Venture capital investment is growing faster outside the US - mooreds
https://www.citylab.com/life/2018/10/america-losing-its-edge-startups/572323/
======
beat
I recently read _Factfulness_ , by Hans Rosling, and it really changed how I
read articles like this. Here's where this article goes totally off the
rails...

It's only showing American startup activity as a proportion of global startup
activity. I might have missed it in a quick read, but _nowhere_ did I see
total numbers by nation, or by startup city.

Let's shift perspective slightly. Is American investment in startups
decreasing? Not compared to China or whatever, but compared to itself? Or is
it staying the same, or growing? Looking at Pitchbook data, the biggest year
for US venture capital was 2015 ($82.2B), with 2017 close behind at $81.9B,
and 2018 looking to be about on par. So stable, basically.

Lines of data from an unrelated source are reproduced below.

PR #5773, opened 2025-02-11
Selects on arbitrary string expressions

kbieganski:
This patch adds support for doing selects on string expressions (previously only `VarRef`s to strings worked).


wsnyder:
Thanks, please test beyond the ends e.g. -1 and 99.

kbieganski:
Added more checks

Issue #4178, opened 2023-05-07
Support nested classes


tudortimi:
Is support for nested classes something reasonably easy to add (e.g. for a beginner)?

tudortimi:
I generally use nested classes a lot to avoid "polluting" scopes. Sometimes, they also make more sense, because the nesting class creates a nice sub-scope.

wsnyder:
I presume we will flatten out the classes, that is a nested class will become non-nested in the C++, otherwise things will get "interesting". So, the first part is to support elaboration of any nest, then supporting nesting where there are class parameters (inside/outside/both).  The hard part will be stomping out the bugs that result.

Likely a few week project, if you'd like to start.  We could always e.g. support nesting only when there are no parameters, then improve from there.

tudortimi:
Sure, how would one start with just the "no parameters" part?

wsnyder:
First, make a bunch of tests that try some complicated things and make sure they pass on other simulators.  I'd suggest separate out non-parameter and parameter tests.  Some of the complicated things to try in both the inner/outer:

  parameters
  extends
  function new
  member variables
  member functions
  static methods
  virtual methods
  accessing outer static/virtual/member functions from inner

That is, similar to what much of what the current tests check, but in the inner context.

This can be a pull we merge without any other support ready, the tests would just check Verilator will error out. 

Then start on support.

Delete the current error, run with --debug --debugi-V3LinkDot to see how the .tree files look, and the .txt file that describes the symbol table.  Get through V3LinkDot stage (this will be probably 70% of the work).

V3Class (I think) needs to learn how to pull apart the nested classes to flatten them.  Past that point (once flat) in the processing pipeline, it should be just like there's no nested classes to the internals, so hopefully only a few changes may result.

tudortimi:
Understood, I'll start thinking of tests.

tudortimi:
Can you assign this to me?

wsnyder:
Great, we welcome work on this.

In addition to suggestions above, you should audit all "visit (AstClass" to see if what they do makes sense if they are recursed upon due to a class-in-class.  Generally they should be using "VL_RESTORER" so they handle it, but likely there's some escapes as this hasn't been tested.

jklapel:
Has any progress been made on this issue?  We are testing out Verilator and use nested classes fairly extensively in our testbench framework.

wsnyder:
[...]

PR #5778, opened 2025-02-14
Support nested classes (#4178)

kamilrakoczy:
Fixes https://github.com/verilator/verilator/issues/4178.

This PR enable initial support for nested classes.

### DIFF
--- a/src/V3WidthCommit.cpp
+++ b/src/V3WidthCommit.cpp
@@ -100,9 +100,15 @@ private:
         if (local || prot) {
             const auto refClassp = VN_CAST(m_modp, Class);
             const char* how = nullptr;
-            if (local && defClassp && refClassp != defClassp) {
+            // Inner nested classes can access `local` or `protected` members of their outer class
+            const auto nestedAccess = [refClassp](const AstClass*, const AstNode* memberp) {
+                return memberp == refClassp;
+            };
+            if (local && defClassp
+                && ((refClassp != defClassp) && !(defClassp->existsMember(nestedAccess)))) {
                 how = "'local'";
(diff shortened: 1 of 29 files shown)


src/V3WidthCommit.cpp
```diff
@@ -100,9 +100,15 @@ class WidthCommitVisitor final : public VNVisitor {
         if (local || prot) {
             const auto refClassp = VN_CAST(m_modp, Class);
             const char* how = nullptr;
-            if (local && defClassp && refClassp != defClassp) {
+            // Inner nested classes can access `local` or `protected` members of their outer class
+            const auto nestedAccess = [refClassp](const AstClass*, const AstNode* memberp) {
+                return memberp == refClassp;
+            };
+            if (local && defClassp
+                && ((refClassp != defClassp) && !(defClassp->existsMember(nestedAccess)))) {
```
wsnyder, line 108: Do you have a negative test for this - that is make sure outer can't access local inner?

wsnyder (commented):
Well done, I especially appreciate the good testing.

In what ways is this only "initial" vs "complete"? (I'm surprised there weren't more back end and optimizer changes needed.)

src/V3WidthCommit.cpp
kamilrakoczy: I've added it.

kamilrakoczy:
> In what ways is this only "initial" vs "complete"?

I think, that it is quite complete. I've added tests for nested classes with parameters, extends, `new` function, access to member variables/functions, access to outer local/protected, static/virtual methods.

I added `initial` as I think there still might be corner cases, where nested classes might not work correctly.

What this tells us is not that the US startup activity is in any way
unhealthy, but rather that the rest of the world is figuring out how to do it,
too. And what's wrong with that? How is that a negative? We don't get that
from the article, because it's stuck in this misleading mode of lost
competitiveness from is comparison model.

This is why everyone should read _Factfulness_. No other book I've ever read
has helped tune my bullshit detector so well.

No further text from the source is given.